Go through the data and copy each line where the string "shown" appears.

────────

PR #856, opened 2021-12-14
Resolve duplicate door frames

### LINKED ISSUE #851: Duplicate Door Frames
## Summary

The tilemap seems to be generating double the amount of door frames as intended.

## Current Behavior

Clicking on a door (airlock) in the editor and viewing its child objects you will notice that there are 4 door frames (wall caps) instead of just the required 2.

Unity_h91nG7qndY

Remapping the doors *seems* to fix this issue initially, but doesn't actually. If you try to remove the current doors and remap them it will indeed only add 2 door frames as intended, but when you save and close the map/project and then re-open it, there will be 4 door frames again.

## Possible Solution

Check "Door.cs" in /Assets/Content/Structures/Doors/ as this is where the door frames are handled. But the bug may have to do with the map saving system, idk.

henkhooft:
## Summary
While not being able to replicate the issue where multiple door frames where present, I suspect this result of the door looking into the wrong direction for finding it's door frames and duplicating them when the map is loaded again. 

By changing the direction into the opposite, it connects correctly once again.

## Pictures
afbeelding
Frames where located on the wrong side.

afbeelding
With the fix applied

afbeelding
Correct number of door frames

## Fixes
Closes #851

### DIFF
--- a/Assets/Content/Structures/Doors/Door.cs
+++ b/Assets/Content/Structures/Doors/Door.cs
@@ -149,12 +149,12 @@ namespace SS3D.Content.Structures.Fixtures
             // Door may have rotated in the editor
             doorDirection = GetComponent<PlacedTileObject>().GetDirection();
             Direction outFacing = TileHelper.GetNextDir(doorDirection);
-                
+
             bool isPresent = adjacents.Adjacent(outFacing) == 1;
-            CreateWallCaps(isPresent, outFacing);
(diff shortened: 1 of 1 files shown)


stilnat (approved):
This works as intended ! We'll need to manually take care of duplicates once for all dorrs. Thank you @henkhooft ! It's great when the solution is a two liner. :)

PR #857, opened 2021-12-15
Lighting tweaks

Seteron:
Some lighting updates I never got around to merging.

## Summary
Add new MKII post processing preset and set it as the default.
Add new Half-Toon shader and set it as the default.
Adjust point light attenuation (falloff) and light values.
Adjust material settings.
Fix view obstacle bug on T shaped walls.

## Pictures/Videos
Old:
lighting-security-high-old
New:
lighting-security-high-new

See #technical-art on the discord for more pics or discussion.

## Known issues

Spot light attenuation needs more work, it's too bright close to the source and doesn't fade smoothly.
Visual tone is slightly warmer/darker, this can be adjusted per preferences.


cosmiccoincidence (approved):
Looks good Seteron! Great catch on the view obstacle bug too!

PR #858, opened 2021-12-15
Remove BoxColliders from several aesthetic doors

### LINKED ISSUE #816: Players can walk into fridges

SteindelSE:
## Summary

Remove BoxCollider from several door objects inside of prefabs to prevent player from clipping into object upon interacting with the door.

## Pictures/Videos (optional)

Before commit; clipping issue:
https://streamable.com/clx47b

After commit; no clipping issue:
https://streamable.com/8cel8y

## Changes to Files

All had BoxColliders removed from respective door.

Assets/Content/Furniture/Machines/Kitchen/Microwave/microwave.prefab
Assets/Content/Furniture/Storage/Fridge/fridge.prefab
Assets/Content/Furniture/Storage/Lockers/Locker.prefab
Assets/Content/Furniture/Storage/Lockers/LockerSecure.prefab

## Technical Notes (optional)

As I mentioned in #816 :

>Video demonstration:
>https://streamable.com/clx47b
>
>The simplest solution to this problem would be to remove the collider for the fridge door, since that is what clips the player into the fridges mesh and doesn't prevent the door from clipping through the player when opening (as seen in the video above at 0:12.)

Even prior to removing the collider, players clipped through the door as it opened. So we can have a collider which offers no benefit and introduces a bug, or no collider which offers no benefit but also doesn't introduce a bug.

## Known issues

N/A

## Fixes (optional)

Closes #816

### DIFF
--- a/Assets/Content/Furniture/Machines/Kitchen/Microwave/microwave.prefab
+++ b/Assets/Content/Furniture/Machines/Kitchen/Microwave/microwave.prefab
@@ -60,7 +60,8 @@ MonoBehaviour:
   m_EditorClassIdentifier: 
   sceneId: 0
   serverOnly: 0
-  m_AssetId: 
+  visible: 0
+  m_AssetId: f4ce32acbfd8b564b8f991806cf67769
   hasSpawned: 0
 --- !u!114 &3096095831774564904
 MonoBehaviour:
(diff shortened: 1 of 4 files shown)


cosmiccoincidence (approved):
Looks good!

────────

RESPONSE TO THIS EXERCISE |
(diff shortened: 1 of 1 files shown)
(diff shortened: 1 of 4 files shown)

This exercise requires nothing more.